Here's one: http://www.kirkhunterstudios.com/LenettaFinal.mp3


----------



## Ashermusic (Apr 20, 2007)

garylionelli @ Thu Apr 19 said:


> Kirk Hunter came over to my studio tonight and personally demonstrated his new Ruby strings for me, Kontakt version. (First he played my Zeta violin -- I don't know how many of you know what an incredible violinist he is.) Anyhow, back to his new strings -- I was very impressed. I still haven't found a string library that really does it for me yet all the way around (and I own them all), but this may come the closest so far, we'll see. We compared them to Vienna's Appassionata Strings, which sounded a little muffled by comparsion. The Ruby Strings were a degree more alive, vibrant, more rosin, but still full and VERY warm and even sounding. Now I really like the Appassionatas too, so I of course won't dis them, but whatever shortcomings the Apps have I think are compensated for with the Ruby Strings. (Never have been too pleased with what I perceive as dullness in the Appassionatas, and EQ doesn't fix the problem for me.)
> 
> All this talk about the sound quality is to say nothing about the vast myriad of control features that are implemented for these strings, triggering a great number of additional articulations and playing techniques. Breaking some bold, new ground for sure here. The Polyphonic Legato, to name only one, was great. Also, there was one very cool feature whereby a full string chord could go from strong vibrato to none. Very expressive. And there are others too. Maybe Kirk will explain these himself as I don't want to start posting any misinformation here.
> 
> All in all, a very impressive collection -- great work Kirk.

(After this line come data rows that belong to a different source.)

PR #4472, opened 2022-05-19
FIX-#4449 Drain the call queue before waiting on result in benchmark mode.

### LINKED ISSUE #4449: Benchmark Mode blocks on computation so all computation occurs on one node
### System information
- **Python version**:

### Describe the problem

Since Benchmark Mode calls `wait` on each partition sequentially, computation that can be done in parallel ends up happening sequentially on a single node. We need to instead collect all the OID's of all partitions, and wait on all of them together - that way each of the tasks is kicked off in parallel, and computation happens in parallel.

mvashishtha:
## What do these changes do?

- [x] Resolves #4449 
- [ ] tests added and passing

### DIFF
--- a/modin/core/dataframe/pandas/partitioning/partition_manager.py
+++ b/modin/core/dataframe/pandas/partitioning/partition_manager.py
@@ -60,6 +60,13 @@ def wait_computations_if_benchmark_mode(func):
                 partitions = result[0]
             else:
                 partitions = result
+            # When partitions have a deferred call queue, calling
+            # parittion.wait() on each partition serially will serially kick
+            # off each deferred computation and wait for each partition to
+            # finish before kicking off the next one. Instead, we want to
+            # serially kick off all the deferred computations so that they can
+            # all run aynschronously, then serially wait on all the results.
+            [part.drain_call_queue() for row in partitions for part in row]
             # need to go through all the values of the map iterator
             # since `wait` does not return anything, we need to explicitly add
             # the return `True` value from the lambda
--- a/modin/core/dataframe/pandas/partitioning/partition_manager.py
+++ b/modin/core/dataframe/pandas/partitioning/partition_manager.py
@@ -65,7 +65,7 @@ def wait_computations_if_benchmark_mode(func):
             # off each deferred computation and wait for each partition to
             # finish before kicking off the next one. Instead, we want to
             # serially kick off all the deferred computations so that they can
-            # all run aynschronously, then serially wait on all the results.
+            # all run asynchronously, then wait on all the results.
             [part.drain_call_queue() for part in partitions.flatten()]
             # need to go through all the values of the map iterator
             # since `wait` does not return anything, we need to explicitly add
--- a/modin/core/dataframe/pandas/partitioning/partition_manager.py
+++ b/modin/core/dataframe/pandas/partitioning/partition_manager.py
@@ -70,6 +70,8 @@ def wait_computations_if_benchmark_mode(func):
             # need to go through all the values of the map iterator
             # since `wait` does not return anything, we need to explicitly add
             # the return `True` value from the lambda
+            # TODO(https://github.com/modin-project/modin/issues/4491): Wait
+            # for all the partitions in parallel.
             all(map(lambda partition: partition.wait() or True, partitions.flatten()))
             return result
 
--- a/docs/release_notes/release_notes-0.15.0.rst
+++ b/docs/release_notes/release_notes-0.15.0.rst
@@ -18,6 +18,7 @@ Key Features and Updates
   * FIX-#4394: Fix issue with multiindex metadata desync (#4395)
   * FIX-#4425: Add parameters to groupby pct_change (#4429)
   * FIX-#4461: Fix S3 CSV data path (#4462)
+  * FIX-#4449: Drain the call queue before waiting on result in benchmark mode (#4472)
 * Performance enhancements
   * FEAT-#4320: Add connectorx as an alternative engine for read_sql (#4346)
 * Benchmarking enhancements


modin/core/dataframe/pandas/partitioning/partition_manager.py
```diff
@@ -60,6 +60,13 @@ def wait(*args, **kwargs):
                 partitions = result[0]
             else:
                 partitions = result
+            # When partitions have a deferred call queue, calling
+            # parittion.wait() on each partition serially will serially kick
```
anmyachev, line 64:
```suggestion
            # partition.wait() on each partition serially will serially kick
```

modin/core/dataframe/pandas/partitioning/partition_manager.py
```diff
@@ -60,6 +60,13 @@ def wait(*args, **kwargs):
                 partitions = result[0]
             else:
                 partitions = result
+            # When partitions have a deferred call queue, calling
+            # partition.wait() on each partition serially will serially kick
+            # off each deferred computation and wait for each partition to
+            # finish before kicking off the next one. Instead, we want to
+            # serially kick off all the deferred computations so that they can
+            # all run aynschronously, then serially wait on all the results.
+            [part.drain_call_queue() for row in partitions for part in row]
```
anmyachev, line 69:
```suggestion
            [part.drain_call_queue() for part in partitions.flatten()]
```

anmyachev (dismissed):

anmyachev (approved):

YarShev:
It seems to me that @RehanSD meant something like this when creating the issue.
```python
ray.wait([part.oid for part in partitions], num_returns=len(partitions))
```
@RehanSD, please correct me if I am wrong.

mvashishtha:
> It seems to me that @RehanSD meant something like this when creating the issue.
> 
> ```python
> ray.wait([part.oid for part in partitions], num_returns=len(partitions))
> ```
> 
> @RehanSD, please correct me if I am wrong.

@YarShev that won't fix the bug. e.g. if we have a transpose on the call queue, `ray.wait` will return immediately for each partition's `oid`. We need to drain the call queue before waiting.

YarShev:
@mvashishtha, yes, I understand. I am saying about waiting on partition ids after we drain the call queue.

mvashishtha:
> @mvashishtha, yes, I understand. I am saying about waiting on partition ids after we drain the call queue.

@YarShev what's wrong with waiting the way we are doing now? We are not waiting in parallel, but any remote functions should be executing in parallel anyway. Doing a `ray wait` would let us wait for everything at once, but I don't expect it to save any significant time because the cost of iterating through the partition is so little.

YarShev:
@mvashishtha, I would like to make sure if there is a difference between waiting on each partition separately and on all partitions at once both in a single node and in a cluster. @modin-project/modin-ray, could you shed a light on this?

mvashishtha:
@YarShev Isn't that question separate from the problem this PR is addressing? Draining the call queue is something we have to do serially anyway.

YarShev:
@mvashishtha, I think my question may be related to the problem this PR is addressing. I am wondering if there is a parallel wait on object references in case of a cluster?

wuisawesome:
If I'm understanding this conversation correctly, `ray.wait(refs)` waits on all the refs in parallel. (Note `num_returns=1` by default so we have to wait for all of them to know which one finishes first).

YarShev:
@wuisawesome, that is what I expected. Could you tell us about how the parallel wait works? Does the parallelization happen per workers or per nodes (plasma)?

devin-petersohn (approved):
@mvashishtha Makes sense, I thought this bug was an issue with synchronous execution.

LGTM

YarShev:
Still, I think we should use a parallel wait from Ray (and probably from Dask) to check the performance correctly. We likely want to wait for partitions when all computations are complete in parallel. I guess we could add a method named `wait` to the partition manager where we wait for all partitions to be ready.

mvashishtha:
> Still, I think we should use a parallel wait from Ray (and probably from Dask) to check the performance correctly. We likely want to wait for partitions when all computations are complete in parallel. I guess we could add a method named `wait` to the partition manager where we wait for all partitions to be ready.

@YarShev I still think this is a separate issue that is independent of this one. I have filed #4491 for it. This issue is about deferred tasks that are executed in sequence in benchmark mode, whereas #4491 is about more precisely waiting for all async computations in benchmark mode in general. Let's please keep this PR focused on #4449.

YarShev:
> > Still, I think we should use a parallel wait from Ray (and probably from Dask) to check the performance correctly. We likely want to wait for partitions when all computations are complete in parallel. I guess we could add a method named `wait` to the partition manager where we wait for all partitions to be ready.
> 
> @YarShev I still think this is a separate issue that is independent of this one. I have filed #4491 for it. This issue is about deferred tasks that are executed in sequence in benchmark mode, whereas #4491 is about more precisely waiting for all async computations in benchmark mode in general. Let's please keep this PR focused on #4449.

@mvashishtha, ok

modin/core/dataframe/pandas/partitioning/partition_manager.py
```diff
@@ -60,9 +60,18 @@ def wait(*args, **kwargs):
                 partitions = result[0]
             else:
                 partitions = result
+            # When partitions have a deferred call queue, calling
```
YarShev, line 63: I think this comment should be rephrased taking into account these discussions - [link1](https://github.com/modin-project/modin/pull/4472#issuecomment-1136042874) and [link2](https://github.com/modin-project/modin/pull/4472#issuecomment-1136219274).

mvashishtha: What would you change it to? It seems like as is, it accurately explains why the `drain_call_queue` is there.

YarShev: I read again this and probably would change the last part a bit. Left a suggestion.

modin/core/dataframe/pandas/partitioning/partition_manager.py
```diff
@@ -60,9 +60,18 @@ def wait(*args, **kwargs):
...
+            # partition.wait() on each partition serially will serially kick
+            # off each deferred computation and wait for each partition to
+            # finish before kicking off the next one. Instead, we want to
+            # serially kick off all the deferred computations so that they can
+            # all run aynschronously, then serially wait on all the results.
```
YarShev, line 68:
```suggestion
            # all run asynchronously, then wait on all the results in parallel.
```

mvashishtha: I wanted to clarify that while the computations are happening in parallel, we wait on them in serial (for now). What about this?

```suggestion
            # all run asynchronously in parallel, then wait serially on all the results.
```

YarShev: The sentence begins with `we want to ...` while actuaclly we do not want to wait serially and will change this in the future. Let's just not use `in parallel` here. Corrected my suggestion.

YarShev (approved):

I also have them and I totally agree. They are warm, expressive and very playable.


----------



## Fernando Warez (Apr 20, 2007)

Is it just me or this sounds much better than Emerald?

Also, is there real legato in there? ..I thought i heard some real portamento? Are they like real performance legato like VSL or is done using scripts?

Thanx.


----------



## handz (Apr 20, 2007)

Sounds good!


----------



## JBacal (Apr 20, 2007)

Sounds promising.

Best,
Jay


----------



## JacquesMathias (Apr 20, 2007)

It surely sounds promising. I already had listened to one demo on his site, and i think it sounds better this time. Maybe it might be a cool option. I need to buy better strings, i will hang on until he releases.


----------



## Ned Bouhalassa (Apr 20, 2007)

Actually, there's supposed to be a downloadable demo version available today. That should be fun to try out.


----------



## JacquesMathias (Apr 20, 2007)

Cool Ned! I will check this out


----------



## loydb (Apr 20, 2007)

Damn, I'm ready for it to come out. I love Emerald.


----------



## Patrick de Caumette (Apr 20, 2007)

Does someone know if the string ensembles are actually made out of full sections or are they layered smaller ensembles ?


----------



## Fernando Warez (Apr 20, 2007)

Patrick de Caumette @ Fri Apr 20 said:


> Does someone know if the string ensembles are actually made out of full sections or are they layered smaller ensembles ?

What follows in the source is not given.